I like the logo at the 9 position too


----------



## foztex (Nov 6, 2005)

Silver Hawk said:


> I hate the gold but love heart the position of the date/day window on this Accuquartz....very unusual. :thumbsup:
> 
> Now, just need to find one in s/steel....


 I agree, it's a stunner. Well done that man.

Andy


----------



## bridgeman (Dec 9, 2008)

foztex said:


> Silver Hawk said:
> 
> 
> > I hate the gold but love heart the position of the date/day window on this Accuquartz....very unusual. :thumbsup:
> ...


done your photos?-can see this budding accuquartz group a bit special and select!


----------



## Robin S (Nov 1, 2008)

bridgeman said:


> foztex said:
> 
> 
> > Silver Hawk said:
> ...


Do broken Accuquartz qualify for membership? Just bought this batch of 4 watches. Little or no chance of the bottom left being a runner, but then again.....


----------



## Silver Hawk (Dec 2, 2003)

Bridegman sent me his new Accuquartz for a service...it was part of the deal for me to get my hands on his s/steel one here  .

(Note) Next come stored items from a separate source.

PR #432, opened 2023-01-19
Add Google Tag Manager

### LINKED ISSUE #425: Google Tag Manager
## Description

I pulled up the [quickstart guide](https://developers.google.com/tag-platform/tag-manager/web) for google tag manager. Comparing to the original site tag in #209  , it LOOKS different. If so, I'd love to install google tag manager as well. it would allow us to get much more granular with our analytics. So we can understand specific actions users are taking. Right now we are stuck at just “page view” and that level of specificity.

hanbyul-here:
Add Google Tag Manager. (I think GA can be connected through Google Tag Manager console, so I got rid of it from the code base.)
Close #425


danielfdsilva:
I'm not super familiar with google tag manager. How do we test if this is working? I don't see any network request on the network tab.

- Is some other configuration needed in the tag manager console? Who's setting this up?
- Is this enough to track pageviews for example?
- Do we need to track other events as well?

hanbyul-here:
I am still trying to familiarize myself with GTM, but I at least see the network request for `gtm.js` from the page, can you confirm if the script is not being loaded? ( Full URL for the script is `https://www.googletagmanager.com/gtm.js~`)

My understanding is that GTM operator can set up custom events through the dashboard without the developer's help, and this is why we are trying to move to GTM. Ex. They can set up a 'browser history change' event for pageview through the container. (from  https://support.google.com/tagmanager/answer/12131703?hl=en#zippy=%2Cmanage-automatic-event-detection)

danielfdsilva:
@hanbyul-here I can confirm that the script is being loaded, but no events are being sent. I assume this means that GTM is not yet configured. Should we configure it properly before merging? Otherwise we risk loosing events.
Who can/will configure this?

hanbyul-here:
I just checked GTM, it looks like the basic events are configured, including page views, scrolls, outbound clicks, site search (not sure what it means?), video engagement, file downloads. ( I will share the gtm container URL with you through Slack) But the event is supposed to stream from our production, so I don't think we will see the events on our preview URL. 

This is why I mentioned the need to set up dev environment for analytics. 🤔 I wanted to wait for Anthony to come back to set up a dev environment but will look into how much effort it takes to set up a dev env.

I try and avoid gold watches, which is a little difficult when most Hamilton electrics were in gold cases, but when I opened up Bridgeman's parcel, I was amazed by the condition of this one. It is absolutely NOS...virtually mint :thumbsup:.


----------



## bridgeman (Dec 9, 2008)

gets better by the day-cheers for photos-any chance of inside job when it has its elf n safety- yes have spotted its a a date in front thank you-


----------



## mjolnir (Jan 3, 2006)

Those pictures are excellent Paul. It's a great looking watch.

I wouldn't give it back if I were you :tongue2:


----------